Since then, the company has introduced a line of sports-focused warm-up creams called Tiger Balm Active, mosquito repellent patches and, most recently, a lavender-scented neck and shoulder rub targeted specifically at muscles strained by the posture of smartphone users. 
All told, there are now 10 products under the Tiger Balm brand.
Han also pushed the company to expand into new markets. “I think almost every Singapore, Hong Kong and Thai person grew up using Tiger Balm – and that’s where the issue is,” he says. 

Western markets were a blank slate by comparison. “They don’t have the baggage of it being their grandfather’s product.”
In the 1990s, Tiger Balm enlisted American football stars Joe Montana and Jerry Rice as spokesmen, which helped the ointment become popular among athletes. “Some of them, their arms are bigger than my thigh,” says Han. “They use a lot of Tiger Balm.” 
Most recently, the brand has received unsolicited endorsements from Lady Gaga and other celebrities, who have praised it on social media. The company also tweaked its branding, striking a balance between conserving its heritage and refreshing its image. 

The proprietary orange colour was preserved, along with the hexagonal-shaped bottle, both of which were introduced by the Aw brothers when the product was first launched. (Han says they chose a hexagon because “it’s a very auspicious shape” – and it’s easier to grip than a round bottle.) 
The brand’s main emblem was given a new look, however. “We changed from a resting tiger to a leaping tiger,” Han says.
The changes seem to have worked. Last year, Tiger Balm sold 66 million units of its products, a 16 per cent increase over 2016. It is now available in about 100 countries and trademarked in 145. 
Han says the company often fends off imitators – Leopard Balm and the like. “We are paying a lot of legal fees,” he says, laughing.
What hasn’t changed much is the original product, whose two varieties – red for muscle aches, white for cold and flu – are still based on the formula pioneered by the Aw brothers.
After donning a hairnet, surgical mask, disposable white jacket and protective bootees, Han steps onto the factory floor and explains how the balm is made. 

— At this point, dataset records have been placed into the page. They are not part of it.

PR #2197, opened 2024-02-16
PIMS-1328 Express Error Handling

dbarkowsky:
## 🎯 Summary

  
[PIMS-1328](https://citz-imb.atlassian.net/browse/PIMS-1328?atlOrigin=eyJpIjoiMDk0ODNiZjJjNGQwNGU2MjgwNTIzOWIwYzBkN2ExNjIiLCJwIjoiaiJ9)

## Changes
- Added a fallback route handler that returns 404 if that route doesn't exist.
- Added some preset error responses we can use if wanted.
- Added error handler middleware to catch errors and send back a formatted response. 
  - The `next()` function accepts string, Error, and ErrorWithCode.
- Added some process listeners that will close the app in a controlled manner, closing existing connections first.

## Testing
- Easiest way to test is to add a temporary endpoint in express.ts (I used /error). This endpoint can then just throw different kinds of errors to see different responses.
``` ts
app.use('/error', (req: Request, res: Response) => {
  throw new Error('hi')
})
```
- Recommended to use next() instead, as it also allows this to work with async controllers.
``` ts
app.use('/error', async (req: Request, res: Response, next: NextFunction) => {
  next(new Error('hi'))
})
```
or even just
``` ts
app.use('/error', async (req: Request, res: Response, next: NextFunction) => {
  next('hi')
})
```
- Test the SIGTERM one by using this somewhere
``` ts
app.use('/error', async (req: Request, res: Response, next: NextFunction) => {
  process.kill(process.pid, 'SIGTERM')
})
```
- Test the non-existent route by calling a route that doesn't exist (e.g. /help)

## 🔰 Checklist


TaylorFries (approved):
Bad endpoints caught and SIGTERM handled well. App never crashed!

PR #2198, opened 2024-02-17
PIMS-1330: Sync Keycloak Roles

GrahamS-Quartech:
## 🎯 Summary
[PIMS-1330 ](https://apps.itsm.gov.bc.ca/jira/browse/PIMS-1330)

The self endpoint will now sync the available keycloak roles with the db and then sync the state of the calling user's roles before returning the user object.

The UI will now populate roles dropdowns with roles from the database. When you submit the user status section of the user edit view, it will sync the user's role in keycloak.

Includes updates to various keycloak, roles, and user services.

## 🔰 Checklist


dbarkowsky (approved):
Approved. Had to adjust a few things to stop getting errors when not permitted to see the users table.
I'm wondering if it's worth looking into an asynchronous load of the user's roles in the future. Waiting for the Keycloak call in /self seems to take a while.
Thinking we should also consider a ticket to load some things like Agencies and Roles lazily after login. Would avoid the delay when bringing up the dropdowns.

LawrenceLau2020 (approved):
Looks good, user role displays correctly.

PR #2208, opened 2024-02-23
PIMS-1343: Properties Data Table UI

GrahamS-Quartech:
## 🎯 Summary

[PIMS-1343](https://apps.itsm.gov.bc.ca/jira/browse/PIMS-1343)

This is just the frontend component, designed according to the PDF attached to this ticket.

As part of this PR, I actually lifted out the custom implementation of the users table into its own reusable component since the design of this table is pretty much the same. 

I wasn't sure what other filtering options should exist alongside All Properties so that's the only one for now.

## 🔰 Checklist


react-app/src/components/property/PropertyTable.tsx
```diff
@@ -0,0 +1,289 @@
...
+
+  const classificationColorMap = {
+    0: { textColor: theme.palette.blue.main, bgColor: theme.palette.blue.light },
+    1: { textColor: theme.palette.success.main, bgColor: theme.palette.success.light },
+    2: { textColor: theme.palette.info.main, bgColor: theme.palette.info.light },
+    3: { textColor: theme.palette.info.main, bgColor: theme.palette.info.light },
+    4: { textColor: theme.palette.warning.main, bgColor: theme.palette.warning.light },
+    5: { textColor: theme.palette.warning.main, bgColor: theme.palette.warning.light },
+    6: { textColor: theme.palette.warning.main, bgColor: theme.palette.warning.light },
+  };
```
dbarkowsky, line 56: I wonder if there's a way to do this with a default for >=4 in the future. Not concerned right now.
Edit: Nvm, I see how you handled this below.

dbarkowsky (approved):
Looks good, and I'm a big fan of separating the table like this. 
Thanks for also doing this as just frontend. Makes it easier to review.

react-app/src/components/property/PropertyTable.tsx
GrahamS-Quartech: It's slightly clunky, and kind of assumes stable keys for the classification id. But I think it's good enough, may revisit when we wire up the api component here.

PR #2210, opened 2024-02-23
PIMS-1349: Create Building Service

Sharala-Perumal:
PIMS-1339: Create Building Service      
 - Created Building Service
 - Created mockup data for unit test
 - Created unit test for buildingService                                 

## 🎯 Summary

  
[PIMS-1339](https://citz-imb.atlassian.net/browse/PIMS-1349)

## 🔰 Checklist


express-api/src/services/buildings/buildingServices.ts
```diff
@@ -0,0 +1,121 @@
...
+ * @param   building     Incoming building data to be added to the database.
+ * @returns {Response}   A 201 status and the building data added.
+ * @throws ErrorWithCode If the building already exists or is unable to be added.
+ */
+export const addBuilding = async (building: Building) => {
+  const existingBuilding = await getBuildingById(building.Id);
+  if (existingBuilding) {
+    throw new ErrorWithCode('Building already exists.', 409);
+  }
+  const newBuilding = buildingRepo.save(building);
```
dbarkowsky, line 20: I think .save returns a promise, so let's await it.
```suggestion
  const newBuilding = await buildingRepo.save(building);
```
Same issues exists with addParcel. Going to fix those and add to this PR as we go.

express-api/src/services/buildings/buildingServices.ts
```diff
@@ -0,0 +1,121 @@
...
+import { ErrorWithCode } from '@/utilities/customErrors/ErrorWithCode';
+import { DeepPartial, FindOptionsOrder } from 'typeorm';
+import { BuildingFilter } from '@/services/buildings/buildingSchema';
+
+const buildingRepo = AppDataSource.getRepository(Building);
+
+/**
+ * @description          Adds a new building to the datasource.
+ * @param   building     Incoming building data to be added to the database.
+ * @returns {Response}   A 201 status and the building data added.
```
dbarkowsky, line 12: This would return the building, not a response. The controller returns the response.

I'm seeing that this issue exists with the parcelServices.addParcel as well.

express-api/src/services/buildings/buildingServices.ts
```diff
@@ -0,0 +1,121 @@
...
+ */
+export const getBuildingById = async (buildingId: number) => {
+  try {
+    const findBuilding = await buildingRepo.findOne({
+      where: { Id: buildingId },
+    });
+    return findBuilding;
+  } catch (e) {
+    throw new ErrorWithCode(e.message, e.status);
+  }
```
dbarkowsky, line 37: It's ok to not catch anything here. The findOne doesn't throw an error, it just returns null if not found.
```suggestion
  const findBuilding = await buildingRepo.findOne({
    where: { Id: buildingId },
  });
  return findBuilding;
```

express-api/src/services/buildings/buildingServices.ts
```diff
@@ -0,0 +1,121 @@
...
+
+const buildingRepo = AppDataSource.getRepository(Building);
+
+/**
+ * @description          Adds a new building to the datasource.
+ * @param   building     Incoming building data to be added to the database.
+ * @returns {Response}   A 201 status and the building data added.
+ * @throws ErrorWithCode If the building already exists or is unable to be added.
+ */
+export const addBuilding = async (building: Building) => {
```
dbarkowsky, line 15: This incoming building won't have all fields, like id, so we need a partial.
Either that or we define a new interface for what adding a building should take.
```suggestion
export const addBuilding = async (building: DeepPartial<Building>) => {
```

express-api/src/services/buildings/buildingServices.ts
```diff
@@ -0,0 +1,121 @@
...
+    throw new ErrorWithCode(e.message, e.status);
+  }
+};
+
+/**
+ * @description Update a building with matching Id
+ * @param       buildingId  - Number representing building we want to update.
+ * @returns     findBuilding - Building data matching Id passed in.
+ */
+export const updateBuildingById = async (building: Building) => {
```
dbarkowsky, line 45: The incoming Building might not have all fields. DeepPartial needed
```suggestion
export const updateBuildingById = async (building: DeepPartial<Building>) => {
```

express-api/src/services/buildings/buildingServices.ts
```diff
@@ -0,0 +1,121 @@
...
+  const existingBuilding = await getBuildingById(building.Id);
+  if (!existingBuilding) {
+    throw new ErrorWithCode('Building does not exists.', 404);
+  }
+  const retBuilding = await buildingRepo.update(building.Id, building);
+  return retBuilding;
```
dbarkowsky, line 51: Unfortunately, the update doesn't return the building it updated. 
To get around this, the parcelService did something like this at the end:
``` ts
 // update function doesn't return data on the row changed. Have to get the changed row again
  const newParcel = await getParcelById(incomingParcel.Id);
  return newParcel;
```

express-api/src/services/buildings/buildingServices.ts
```diff
@@ -0,0 +1,121 @@
...
+  return buildings;
+};
+
+/**
+ * @description Finds and updates building based on the Building Id
+ * @param incomingBuilding incoming building information to be updated
+ * @returns updated building information and status
+ * @throws Error with code if building is not found or if an unexpected error is hit on update
+ */
+export const updateBuilding = async (incomingBuilding: DeepPartial<Building>) => {
```
dbarkowsky, line 108: This might be a duplicate of the earlier updateBuildingById?

express-api/src/services/buildings/buildingSchema.ts
```diff
@@ -0,0 +1,18 @@
+import z from 'zod';
+
+export const BuildingFilterSchema = z.object({
+  pid: z.number().nonnegative().optional(),
```
GrahamS-Quartech, line 4: These z.number() calls should all be z.coerce.number(). This is because when you go to use this on the query params in the controller, all the numeric values you are trying to parse will be strings (ie. "23" instead of 23).

express-api/src/services/buildings/buildingServices.ts
GrahamS-Quartech: Alternatively, directly return a Promise (ie. `return buildingRepo.save(building);`). The caller should be awaiting the Promise of this async function anyways.

express-api/src/services/buildings/buildingServices.ts
GrahamS-Quartech: Yeah, seconding this. I think retrieving a value by id and getting null back is not an exception. It's better to let the caller decide whether this is an error or not since in some cases it probably is expected.

express-api/tests/testUtils/factories.ts
```diff
@@ -231,3 +232,54 @@ export const produceEmail = (props: Partial<IEmail>): IEmail => {
   };
   return email;
 };
+
+export const produceBuilding = (): Building => {
```
GrahamS-Quartech, line 236: It would be better to have more of these values filled in for future use of this function in other tests, but probably sufficient for now.

dbarkowsky (approved):

GrahamS-Quartech (approved):

PR #2219, opened 2024-02-27
PIMS-1334 Create update parcel service

TaylorFries:
## 🎯 Summary

  
[PIMS-1334: ](https://citz-imb.atlassian.net/browse/PIMS-1334)

Changes:

- addParcel checks to ensure incoming pid is a number 9 digits long exactly 
- functionality of updateParcel 
- testing for all the changes noted above

## 🔰 Checklist


express-api/src/services/parcels/parcelServices.ts
```diff
@@ -73,6 +73,25 @@ export const getParcels = async (filter: ParcelFilter, includeRelations: boolean
...
+  if (findParcel == null) {
+    throw new ErrorWithCode('Parcel not found', 404);
+  }
+  try {
+    const updateParcel = await parcelRepo.update({ Id: findParcel.Id }, incomingParcel);
+    return updateParcel.raw[0];
+  } catch (e) {
+    throw new ErrorWithCode(e.message);
+  }
+};
```
dbarkowsky, line 93: - I think we should use DeepPartial<Parcel> as the incoming type. Otherwise, we have to supply a fully described Parcel object each time, even if we're just updating one field. Realizing now that this same problem exists in the Agency service as well.
- Assuming we use DeepPartial:
  - When I send an object without a PID, it still finds and changes the first parcel in the database it finds. We should check if a PID was included and throw an error if not. 
  - I'm not getting anything back in the return value. updateParcel.raw is just an empty array, even when a record is affected. I see userServices uses generatedMaps, but that seems to be blank as well. Maybe we should be retrieving the record after? That's the only way I see online people have done it for now.

dbarkowsky: There's apparently a way to do it in one request with query builder, but it's very long and I dislike using the query building if not absolutely necessary.
``` ts 
const result = await parcelRepo
      .createQueryBuilder()
      .update(Parcel, incomingParcel)
      .where('pid = :pid', { pid: incomingParcel.PID })
      .returning('*')
      .updateEntity(true)
      .execute();
```

TaylorFries: changed incoming type to DeepPartial, added checks for PID existence and correct format, and added a call to get the updated parcel to return.

GrahamS-Quartech (approved):

PR #2226, opened 2024-03-04
PIMS-1345/1435: Add Property Form

GrahamS-Quartech:
## 🎯 Summary

  
[PIMS-1345](https://apps.itsm.gov.bc.ca/jira/browse/PIMS-1345)
[PIMS-1435](https://apps.itsm.gov.bc.ca/jira/browse/PIMS-1435)

Designed a form based off of Aiden's designs. Should be pretty close to the intent with a few intentional changes:
* No map component. We don't have a decision on our general map solution right now.
* I didn't include the section at the bottom with the autocomplete containing buildings. I don't know what this should do with our current data structure as it is. I did leave in a toggle on parcel for ownership though since there is a boolean field for that in the db.
* I included PIN in Building since I'm pretty sure we still want them to be able to input that, it's just optional. If you switch between property types you should see it toggle the required flag on that field in the form.
* I included net book value (which I've been assuming actually means fiscals) in the building version of the form since I'm pretty sure we also want to be able to input for that?

## 🔰 Checklist


react-app/package.json
```diff
@@ -23,6 +23,8 @@
     "@mui/icons-material": "5.15.6",
     "@mui/material": "5.15.6",
     "@mui/x-data-grid": "6.19.2",
+    "@mui/x-date-pickers": "^6.19.5",
+    "dayjs": "^1.11.10",
```
TaylorFries, line 27:
```suggestion
    "@mui/x-date-pickers": "6.19.5",
    "dayjs": "1.11.10",
```
Removing '^'s so that the ticket creation script wont flag false positives.

TaylorFries (approved):
The form looks great! I agree that a lot of the finer things can be tuned once we are more established.

LawrenceLau2020 (approved):
Looks good, and I agree that we can always refine details in the future.

PR #2234, opened 2024-03-07
PIMS-1367/1399/1400 Bug Round Up

dbarkowsky:
## 🎯 Summary

  
[PIMS-1367](https://citz-imb.atlassian.net/browse/PIMS-1367?atlOrigin=eyJpIjoiYzM4OGQzODNhNmQwNDllYjhjM2I1NTIwZmY4ZjFmZDQiLCJwIjoiaiJ9)
[PIMS-1399](https://citz-imb.atlassian.net/browse/PIMS-1399?atlOrigin=eyJpIjoiZmFhMzVlNDUyYmEzNGIzNThjNTQ1NmZkZjVkMWFhMzgiLCJwIjoiaiJ9)
[PIMS-1400](https://citz-imb.atlassian.net/browse/PIMS-1400?atlOrigin=eyJpIjoiYmJjZTMyNjAwMWVkNGM0ODgwNGQwZjYxYjIwMGU5YjUiLCJwIjoiaiJ9)

Includes a handful of bug fixes to recent problems.

## Changes
- The users agencies in the Building and Parcel services now look at the children of the parent agency as well. They were previously only looking at the exact agency the user belonged to. This was a problem because the user could see these properties, but they couldn't get additional information, etc. 
- Hide a toastify popup when Leaflet attempted to change the map position after the map was destroyed. This error message wasn't meant for Leaflet errors and there isn't any negative effect of the error occurring, so if the error caught is from leaflet, it no longer triggers the toastify popup.
- When filtering the map by agencies, only the agencies or child agencies available to the user are presented
- When filtering the map by agencies, selecting the parent agency will also show the properties that belong to the children agencies. 

## Testing
Try the following with you system admin role and when only having the Real Estate Manager role:
(You may need to assign yourself a parent agency depending on what you currently have. I recommend Health, as it has a large number of children agencies with properties.)
- Filter properties on map and inventory page.
- Click on properties that belong to your agency and some that belong to the children agencies.
- Open the map, then before it loads, go to the user page (shouldn't see toastify error).

## 🔰 Checklist

### DIFF
--- a/backend/dal/Services/Concrete/BuildingService.cs
+++ b/backend/dal/Services/Concrete/BuildingService.cs
@@ -60,7 +60,7 @@ namespace Pims.Dal.Services
                 .ThenInclude(a => a.Agency)
                 .ThenInclude(a => a.Children)
                 .SingleOrDefault(u => u.Username == this.User.GetUsername()) ?? throw new KeyNotFoundException();
-            var userAgencies = user.Agencies.Select(a => a.AgencyId).ToList();
+            IEnumerable<int> userAgencies = _service.User.GetAgencies(user.Id);
             var viewSensitive = this.User.HasPermission(Permissions.SensitiveView);
             var isAdmin = this.User.HasPermission(Permissions.AdminProperties);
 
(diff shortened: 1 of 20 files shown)


dbarkowsky:
Ready for review. I just need to add some tests to cover the stuff in the frontend I touched.

TaylorFries (approved):
no longer hit bugs in local with changes applied. looked through file and saw no issues.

First, essential oils are analysed in a lab to make sure they meet quality standards. They are then blended with paraffin petrolatum – a petroleum by-product that keeps Tiger Balm semi-solid at room temperature and soft when it touches the body – in steel tanks about the size of a large refrigerator.
Next, the hot formula is piped into glass jars, cooled, and packaged using machines custom-designed to handle the balm’s hexagonal paper boxes. It’s a noisy procession of clinking jars controlled almost entirely by machines, though not without human supervision. There are about 100 workers in the Singapore factory, and more in Tiger Balm’s facilities in Malaysia and China.





At the end of the line, little boxes of Tiger Balm are placed by hand into slightly larger boxes, which are in turn placed into even larger cartons that are shipped around the world.  


And when they reach their destination, a grandmother or an athlete or a stiff-necked office worker will open up a jar and breathe in that unforgettable aroma.